Great post, It is true that importance of website speed is a factor in SEO and we need to optimize the code to lower the site opening time.
Thanks, gave good idea.
Great post! I agree with @rizz0 - it sounds like he's using a fingerprinting method just like we do.
Wow great post! So how does this benefit SEO exactly? Especially SEO of those with multiple product results pages, like eCommerce sites?

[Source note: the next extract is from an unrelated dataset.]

PR #182, opened 2026-09-09
Fix #124: single PathFilters owner for every path-pattern family

### LINKED ISSUE #124: [arch] includePaths filtering re-derived at four sites with subtly different rules (correctness risk wearing a refactoring costume)

paoloantinori:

Thanks Dmitry, using expires headers effectively can greatly increase your page loading speed because it can eliminate unnecessary browser requests. Page loading speed often gets overlooked, but after trying it out on a few sites myself I realized how powerful a tool expires headers really can be. I use Pingdom page speed checker, Yslow, and even Google Pagespeed and I was able to measure how much of a difference they make- and I was impressed! I didn't want to go into too much detail about the benefits of using expires headers for SEO on this post because I have found tons of great articles on that already- let me share a few with you:
From Google: https://developers.google.com/speed/docs/best-practices/caching
From fortheloveofseo.com: https://fortheloveofseo.com/2012/leverage-browser-caching-how-to-add-expires-headers/
Ask Apache: https://www.askapache.com/hacking/speed-site-caching-cache-control.html
hope that helps
Thank you!
Did you check this particular page with YSLOW. I think you should. I believe its very difficult to maintain such standards in the real world. And some times it does not matter at all if you have great contents and followers. Contents will bring the followers and the followers will bring in the fans. That is how it works.
Thanks
Arun
You make a good point Arun, the quality of information on this site definitely trumps its page speed scores that I see from both Pingdom and YSlow, but of course page speed is only one of the hundreds of factors that play into a website's performance in search. Plus- not all of the websites that we work on are as content-rich as SEOmoz. Sometimes getting enough quality content for clients (especially ones that are heavily regulated for legal reasons) is even more difficult in the real world. Every website is going to have different strengths and weaknesses.
Thanks for your input!
Hi CJ,
Thanks for writing a useful post about Expires headers, with a different angle that I've seen before! If implemented wrong, it can really mess up the experience for your website visitors - not only for ecommerce sites, but also for forums or other sites that shouldn't have caching for everything.
You mention that there are many tutorials out there about how to implement browser caching, but I was really battling with finding easy-to-understand info about it, and eventually ended up writing a tutorial about it that I hope can help anyone that wants to understand how to do it: https://fortheloveofseo.com/2012/leverage-browser-caching-how-to-add-expires-headers/
Cheers, Tess
Thanks tessneale, I actually just recommended that same link to Dmitry- it is a good one for sure
Is anyone aware of current ways / reasons to use or avoid expires headers after Penguin 2? As penguin considers how fast a site loads even more, are there imporved methods to accomplish this?